We are now ready to prove Theorem~\ref{t.explicit.uninverted}. Note that as a consequence of the proof below, in addition to the announced result we will observe that a condition similar to condition (1) in \cite[Theorem 2]{uninverting} (i.e. that the support of the Parisi measure is contained in the set of maximizers of $\int_t^1 (s-\EE[\bar \alpha_s^2]) \d s$) is satisfied by the optimal martingale $\bar \alpha$, see Remark~\ref{r.parisi measure in terms of optimal mart} below.

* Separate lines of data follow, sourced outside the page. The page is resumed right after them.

PR #2419, opened 2026-08-02
negative number literals

### LINKED ISSUE #719: fix floating point / unary minus issue

### LINKED ISSUE #748: negative floats
negative floats for haz3l
(-.3.14) ?? currently does subtraction

disconcision:
closes #719
closes #748

specifically float negation and negative literal patterns. `-1.5` was a static type error ("Expecting type Int") and `case x | -1 => ...` didn't parse. statics now re-kinds unary minus the same way as. patterns now support prefix minus for both ints and floats and MakeTerm folds it into the literal atom.


7h3kk1d:
ExplainThis still calls the unary `-` Integer negation.

`use` is also behaving oddly (I mean it is always odd but y'know)

https://github.com/user-attachments/assets/27db6bb8-2d1d-4930-ae78-4e8d35be0670

src/haz3lcore/lang/MakeTerm.re
```diff
@@ -1101,6 +1101,24 @@ and pat_term: unsorted => (Pat.term, list(Id.t)) = {
...
+         and a matched value is a plain negative atom, so fold the minus
+         into the literal. The literal's ids are adopted, as in ListLit
+         absorption. Non-literal operands (`-x`) stay holes. */
+      switch (r) {
+      | {term: Atom(Int(n)), annotation: {ids, _}} =>
+        adopted_ids := ids @ adopted_ids^;
+        (Atom(Int(Bigint.neg(n))), ids);
+      | {term: Atom(Float(f)), annotation: {ids, _}} =>
+        adopted_ids := ids @ adopted_ids^;
+        (Atom(Float(-. f)), ids);
```
7h3kk1d, line 1120: This relies on the fact that float negation reassociates with parsing so `parse(-x) == -parse(x)`. I made a local pbt to confirm this is true but we may want to note it in the comment. Everything FP scares me.

7h3kk1d (changes requested):

src/haz3lcore/lang/MakeTerm.re
disconcision: noted

disconcision:
@7h3kk1d explainthis updated, `use` improved somewhat

7h3kk1d:
Trying to fix the builds so I can test this without building locally.

Negabinary:
If you type `-5` and then add `use Float in` before you get this
image

and if you click anywhere you get a Not_found crash

disconcision:
@Negabinary looks like a dev bug; fix here #2451

src/language/statics/Statics.re
```diff
@@ -711,6 +711,21 @@ and uexp_to_info_map =
       );
     | UnOp(op, e) =>
       let op = Operators.replace_un_op(op, ctx.use_mode); // Replace op if necessary due to `use`
+      /* Re-kind numeric negation by the analyzed class, else by the
+         operand's own class (peeked with a discarded pass) — mirrors
+         replace_literal, so `-1.5` and `let x: Float = -5` type as float
+         negation instead of locking the operand to Int. */
+      let op =
+        switch (Typ.is_ana_atom(ana)) {
+        | Some(_) as ana_cls => Operators.replace_un_op_cls(op, ana_cls, None)
```
Negabinary: I don't like the fact that this does two replacements, can we fold all the logic into just replace_un_op_cls?

src/language/term/Operators.re
```diff
@@ -157,6 +157,35 @@ let replace_un_op = (op: op_un, use_mode: option(mode)): op_un => {
   };
 };
 
+/* Re-kind a numeric unary op the way replace_literal re-kinds literals:
+   the analyzed class wins (so `let x: Float = -5` is float negation and
+   the literal beneath retypes); with no atom analysis, an operand of
+   definite class decides (bare `-1.5`, `-x`; the Int arm matters under
```
Negabinary: If we're doing this for unary operators, should we also do this for binary operators to be consistent?

disconcision:
@7h3kk1d issues addressed

src/language/statics/Statics.re
```diff
@@ -711,6 +711,21 @@ and uexp_to_info_map =
...
+        | None =>
+          let (peek, _, _) = go(~ana=syn, e, m);
+          Operators.replace_un_op_cls(
+            op,
+            None,
+            Typ.is_ana_atom(peek.elab_syn_ty),
+          );
```
7h3kk1d, line 727: I'm just staring at this right now trying to figure out why we need the syn as well. Will let you know when I'm done.

7h3kk1d: I think I'm close. The original Operators.replace_un_op replaces the negation operator with whatever the active `use` mode is. If there's a analyzed type the ana_cls is used to override the operand again (which I noticed Nat has unary negation for some reason prexisting?). If there is no ana it synthesizes the operand to pick the right negation for it.

So stuff like this blows up oddly 

Image

But the whole thing has become so complicated I'm not sure if it's worth worrying about. I could imagine always peeking, looking at the ana type, and the operand and doing one large pattern match on all of them and just picking a best-fit fall through. So I'm going to approve since I don't think there's necessarily a great answer here.

7h3kk1d (approved):

src/language/statics/Statics.re
disconcision: probably having the minus be part of the literal syntax rather than a separate operator would alleviate this and some related issues but it annoyingly breaks some current invariants in the insert logic so its not quick fix.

\begin{proof}[Proof of Theorem~\ref{t.explicit.uninverted}]
We let 
%
\begin{e*}
    \Gamma(\nu,\alpha) = \int \chi_\alpha \d \nu - \varphi(\alpha) - \mcl T_t(\mu,\nu).
\end{e*}
%
Let $\bar{\msc P}$ be a probability space such that Proposition~\ref{p.existence.optimal.martingale} holds. This means that we have 
%
\begin{e*}
    \lim_{N \to +\infty} \bar F_N(t,\mu) = \inf_{\alpha\in\bmart(\bar{\msc P})} \sup_{\nu \in \mcl P(\mcl K_T)} \Gamma(\nu,\alpha),
\end{e*}
%
and that the infimum in the previous display is reached at some $\bar \alpha$. Now let $\bar \nu$ denote the unique maximizer in \eqref{e.convexoptimization}. As discussed at the beginning of the proof of Proposition~\ref{p.explicit.uninverted.mixed}, thanks to \cite[Proposition 6.1]{chen2024free}, we have $\bar \nu \in \mcl P(\mcl K_T)$, hence 
%
\begin{e*}
    \lim_{N \to +\infty} \bar F_N(t,\mu) = \sup_{\nu \in \mcl P(\mcl K_T)} \inf_{\alpha\in\bmart(\bar{\msc P})}  \Gamma(\nu,\alpha).
\end{e*}
%
%and the supremum in the previous display is reached at $\bar \nu$. 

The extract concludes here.